Top of Data supplied

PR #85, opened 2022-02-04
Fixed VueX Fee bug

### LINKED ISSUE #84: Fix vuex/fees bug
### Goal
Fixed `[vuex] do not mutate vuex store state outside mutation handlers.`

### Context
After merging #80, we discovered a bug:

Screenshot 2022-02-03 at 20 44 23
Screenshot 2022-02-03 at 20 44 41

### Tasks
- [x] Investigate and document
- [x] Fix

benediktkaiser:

Bottom of Data supplied

-- What to produce --
The answer must consist solely of the number of lines in the entries that contain the word "Fixed".

-- The answer --
2